Red wines need to be fermented warmer to aid in the color extraction from the skins.


----------



## robie (Feb 23, 2012)

Gr8zins said:


> I live near enough wineries that I've seen whites fermented in those dimpled refrigerated tanks to prolong primary. Correct me if I'm wrong but I have heard of some people fermenting for four weeks or more trying to preserve the delicate fruit flavors in the whites. So I guess a long fermentation on whites is preferable. Oh yea, I have felt the sides of my 16 gallon fermenters get pretty warm just from the yeast activity. It is definitely a factor.



Those extended fermentations do work well for whites. When Penfolds first started making their Grange, which is a red, they extended the fermentation of it to be like 6 weeks. They since have shortened the fermentation time. Grange is an exquisite (expensive) wine; was then, still is.

One thing about trying to extend the fermentation by lowering the temperature, some yeast strains can deal with this better than others, so read the yeast specifications and choose wisely. Otherwise, you can end up with a stuck fermentation. I would recommend one has several successful fermentation under one's belt before trying this. (Having had a couple of problem fermentations may help even more.)


----------



## Turock (Feb 24, 2012)

Personally, I don't like long ferments because as you lose the pressure from the CO2 that the yeast produces, you begin to worry about too much O2 exposure. We like fast ferments for this reason.


----------



## robie (Feb 24, 2012)

Turock said:


> Personally, I don't like long ferments because as you lose the pressure from the CO2 that the yeast produces, you begin to worry about too much O2 exposure. We like fast ferments for this reason.
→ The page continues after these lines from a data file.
PR #2194, opened 2023-02-02
fix: don't raise `NotImplementedError` when reading empty array from Parquet

### LINKED ISSUE #2193: Schema is not preserved when reading an empty `RecordArray` from parquet
### Version of Awkward Array

2.0.6

Hi!

I ran into what looks like a bug (or rather a non-implemented feature) when reading an `ak.RecordArray` stored in a Parquet file. The schema/type is not preserved when converting back to awkward if the stored array has no content (all columns have length zero).

This happens occasionally in a distributed workflow I'm running that involves merging a large number of arrays with the same structure (some of which could be empty) stored across multiple Parquet files. Preserving the schema even for the empty ones would make this easier to automate without having to filter out the empty arrays beforehand.

Here's a minimal example with an assertion on the array type to check schema preservation:
```python
import awkward as ak

# create a RecordArray with some content
a = ak.zip({"field_1": [1, 2], "field_2": [3, 4]})

# get an empty array (preserve schema)
a_empty = a[a['field_1'] < 0]

# write and read parquet
ak.to_parquet(a_empty, "test_empty.parquet")
a_empty_from_parquet = ak.from_parquet("test_empty.parquet")  # raises NotImplementedError

# check schema preserved
assert (a_empty_from_parquet.type == a_empty.type)
```

The `from_parquet` line raises a `NotImplemented` error:
```
  File "/.../awkward/test_parquet_empty.py", line 11, in <module>
    a_empty_from_parquet = ak.from_parquet("test_empty.parquet")  # gives NotImplementedError
  File "/.../awkward/src/awkward/operations/ak_from_parquet.py", line 75, in from_parquet
    return _load(
  File "/.../awkward/src/awkward/operations/ak_from_parquet.py", line 224, in _load
    _read_parquet_file(
  File "/.../awkward/src/awkward/operations/ak_from_parquet.py", line 304, in _read_parquet_file
    return ak.operations.ak_from_arrow._impl(
  File "/.../awkward/src/awkward/operations/ak_from_arrow.py", line 51, in _impl
    out = awkward._connect.pyarrow.handle_arrow(
  File "/.../awkward/src/awkward/_connect/pyarrow.py", line 1005, in handle_arrow
NotImplementedError:
```

This doesn't happen when round-tripping the array through Arrow, so it seems to be Parquet-related:
```python
a_empty_via_arrow = ak.from_arrow(ak.to_arrow(a_empty))  # works as expected
assert (a_empty_via_arrow.type == a_empty.type)
```

dsavoiu:
This PR proposes an implementation for reading an zero-length `ak.RecordArray` / Arrow `Table` from Parquet.

Since for zero-length there are no batches to use for conversion, an empty `RecordBatch` is created matching the input schema, and is propagated through the `handle_arrow` function. 

There might be better ways to do this (maybe avoiding the list-of-empty lists?), so let me know.

Closes #2193.

### DIFF
--- a/src/awkward/_connect/pyarrow.py
+++ b/src/awkward/_connect/pyarrow.py
@@ -1001,8 +1001,13 @@ def handle_arrow(obj, generate_bitmasks=False, pass_empty_field=False):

I agree about long fermentations, especially very long ones. They can be risky. Trying to extend the time by very much should be left to the pros, who have all the "right stuff" for monitoring and control.


----------



## AlFulchino (Feb 24, 2012)

speaking of long ferments..i know of some taking six months


----------



## bstnh1 (Jan 23, 2014)

I maintain a pretty constant temperature during both primary and secondary by placing the fermenter in a deep tub of water and controlling the temperature with a simple submersible aquarium thermometer. My basement is cold inthe winter 45-50. I have the tub wrapped in 4" insulation and have a 2" think cotton insulation blanket over the top. I keep the tub water around 75, but I do open the insulation a bit during primary because of the heat generated by the fermentation.


----------